I thought the workshop went really well this year! I loved the selection of speakers, and the interesting topics they’re working on! It is clear to me that the field is moving towards focuses on safety, deployments, and user interfaces. There is still a place for technical innovations to model the unique nature of clinical data, but as this field matures, Spiderman reminds us that our great power comes with the great responsibility to think about the impact these tools will start to have on the world. And very importantly, we need to be working with clinical collaborators to understand the context of these tools. At the 2016 NeurIPS ML4H workshop, the first keynote speaker, Dr. Leo Celi (an intensivist at Beth Israel), said that if you can’t find a clinical collaborator, then you should take your valuable brain power and work on a different field rather than “waste your time” working on healthcare data without a clinician.
Speaking of Leo (who is an MD), that reminds me of another recurring note from throughout the day that I had. There were a few speakers who said that although ML has its problems, doctors aren’t very good either. To be honest, that point really rubs me the wrong way when it comes from a non-clinician. Yes, clinicians get many things wrong. But computer scientists get a lot of things wrong too. No field holds a monopoly on failures or arrogance. However, I believe it is counterproductive for computer scientists to throw doctors under the bus; that will hurt the trust between two communities that NEED to build bridges. I think we computer science folks need to be humble and partner with clinical collaborators and let the clinicians police their own arrogance. Our technology has also been causing a lot of harm to society, between social media disrupting democracy and algorithmic bias exacerbating inequities.
Also, I’d like to once again reiterate how grateful I am that these talks were recorded! That’s really great for science 🙂
As one last note, I noticed that the gender breakdown of spotlights and invited speakers was: 10/17 (59%) men, 7/17 (41% women). This is certainly much better than many conferences I’ve been to in the past… but that said, I think we should be shooting for 50% representation unless one has a really good reason otherwise. I do appreciate that the organizers likely put effort into this already, but we all have our roles to play, and in this case, I’m happy to be the one on the outside reminding them that they can do better.
Speaking of gender representation, I wanted to audit myself to ensure word count fairness in what I wrote.
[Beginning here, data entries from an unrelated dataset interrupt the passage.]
PR #635, opened 2021-12-16
Update Configuration.h

rongoodman303:
Fix custom machine name to not be logic based, so ABM can display proper name. 
See ABM issue 51: (https://github.com/MarlinFirmware/AutoBuildMarlin/issues/51)

### Requirements
Autobuild Marlin must be able to display correct custom machine name, and cannot do so because there are currently multiple uncommented options surround by logic, which ABM cannot currently handle and parse. 

### Description

See ABM bug/enhancement #51

We must be able to understand your proposed change from this description. If we can't understand what the code will do from this description, the Pull Request may be closed at the maintainers' discretion. Keep in mind that the maintainer reviewing this PR may not be familiar with or have worked with the code recently, so please walk us through the concepts.

-->

### DIFF
--- a/config/examples/Alfawise/U20/Configuration.h
+++ b/config/examples/Alfawise/U20/Configuration.h
@@ -182,20 +182,22 @@
 
 // Name displayed in the LCD "Ready" message and Info menu
 //#define CUSTOM_MACHINE_NAME "3D Printer"
+// You must manually pick and uncomment one of the selections below so Autobuild Marlin
+// can display proper custom machine name.
 #if ENABLED(U20)
-  #define CUSTOM_MACHINE_NAME "Alfawise U20"
+//  #define CUSTOM_MACHINE_NAME "Alfawise U20"
 #elif ENABLED(U30)
-  #define CUSTOM_MACHINE_NAME "Alfawise U30"
+//  #define CUSTOM_MACHINE_NAME "Alfawise U30"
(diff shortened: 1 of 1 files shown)


thisiskeithb:
ABM can't parse many configs in this repo with printer-specific flags, so it'd be better to wait for true config parsing instead of "fixing" this single config.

For talks that had multiple speakers, I attributed the whole writeup to each of them (i.e. double-counted the writing). The word counts here do not count figure captions or excerpted quotes from authors’ papers. When I ran the initial check, I saw concerning disparities that I didn’t have a good justification for: I was writing less about women speakers than men speakers. I felt that needed to be addressed/corrected. Here are the results of the revised writeups:
- Initial Version
- Invited Speakers: 485 words/woman, 568 words/man
- Spotlight Speakers: 307 words/woman, 375 words/man
- Panel: 635 words for men, 465 words for women
- Revised Version
- Invited Speakers: 567 words/woman, 568 words/man
- Spotlight Speakers: 356 words/woman, 358 words/man
- Panel: 591 words for men, 591 words for women
Corrections and Updates
12/29/2019: I realized I did basic math wrong. 10/17 is 59%, not 63%.